### Goal of the exercise:
Given the entries below, please return each one exactly.

:: Given data ::

PR #811, opened 2026-09-01
fix(scheduler): use POSIX OR semantics when day-of-month and day-of-w…

### LINKED ISSUE #660: [Bug]: Cron matcher ANDs day-of-month and day-of-week instead of using POSIX OR-when-both-restricted

Tiktokaiagent:
## Summary

Per POSIX, when both day-of-month and day-of-week are restricted (neither is a bare `*`), the cron job fires when EITHER field matches. The existing implementation unconditionally ANDs all five fields, so `0 0 1,15 * 5` (1st, 15th, or every Friday) only fires when a date is simultaneously the 1st/15th AND a Friday — virtually never.

## Fix

1. `CronField.wildcard` flag — tracks whether the field was parsed from a literal `*`
2. `matches()` — when both `day_of_month` and `day_of_week` are restricted, use `dom_ok or dow_ok` instead of `dom_ok and dow_ok`

## Changes

- `src/agentos/scheduler/parser.py`: 18 lines added/modified
- `tests/test_scheduler/test_parser.py`: 3 regression tests

## Verification

- ✅ `ruff check src tests` — clean
- ✅ `pytest tests/test_scheduler/` — **475 passed** (472 existing + 3 new)
- Regression covers:
  - Both restricted (`0 0 1,15 * 5`) → OR: match Friday, 1st, 15th; not Monday 3rd
  - One wildcard → AND: DOM-only or DOW-only still strict
  - Both wildcards → AND: every day

Fixes #660

### DIFF
--- a/src/agentos/scheduler/parser.py
+++ b/src/agentos/scheduler/parser.py
@@ -68,6 +68,7 @@ _PRESETS: dict[str, str] = {
 @dataclass(frozen=True)
 class CronField:
     values: frozenset[int]
+    wildcard: bool = False
 
     def matches(self, value: int) -> bool:
         return value in self.values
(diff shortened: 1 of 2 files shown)


andreapn:

Your `wildcard` flag approach is the correct one and is what landed. #896 was picked for the docs update (`docs/scheduling.md`), the CHANGELOG entry, and the wider test matrix.

Thanks for the contribution.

:::

### Answer box:
PR #811, opened 2026-09-01
fix(scheduler): use POSIX OR semantics when day-of-month and day-of-w…

### LINKED ISSUE #660: [Bug]: Cron matcher ANDs day-of-month and day-of-week instead of using POSIX OR-when-both-restricted

Tiktokaiagent:
## Summary

Per POSIX, when both day-of-month and day-of-week are restricted (neither is a bare `*`), the cron job fires when EITHER field matches. The existing implementation unconditionally ANDs all five fields, so `0 0 1,15 * 5` (1st, 15th, or every Friday) only fires when a date is simultaneously the 1st/15th AND a Friday — virtually never.

## Fix

1. `CronField.wildcard` flag — tracks whether the field was parsed from a literal `*`
2. `matches()` — when both `day_of_month` and `day_of_week` are restricted, use `dom_ok or dow_ok` instead of `dom_ok and dow_ok`

## Changes

- `src/agentos/scheduler/parser.py`: 18 lines added/modified
- `tests/test_scheduler/test_parser.py`: 3 regression tests

## Verification

- ✅ `ruff check src tests` — clean
- ✅ `pytest tests/test_scheduler/` — **475 passed** (472 existing + 3 new)
- Regression covers:
  - Both restricted (`0 0 1,15 * 5`) → OR: match Friday, 1st, 15th; not Monday 3rd
  - One wildcard → AND: DOM-only or DOW-only still strict
  - Both wildcards → AND: every day

Fixes #660

### DIFF
--- a/src/agentos/scheduler/parser.py
+++ b/src/agentos/scheduler/parser.py
@@ -68,6 +68,7 @@ _PRESETS: dict[str, str] = {
 @dataclass(frozen=True)
 class CronField:
     values: frozenset[int]
+    wildcard: bool = False
 
     def matches(self, value: int) -> bool:
         return value in self.values
(diff shortened: 1 of 2 files shown)


andreapn:

Your `wildcard` flag approach is the correct one and is what landed. #896 was picked for the docs update (`docs/scheduling.md`), the CHANGELOG entry, and the wider test matrix.

Thanks for the contribution.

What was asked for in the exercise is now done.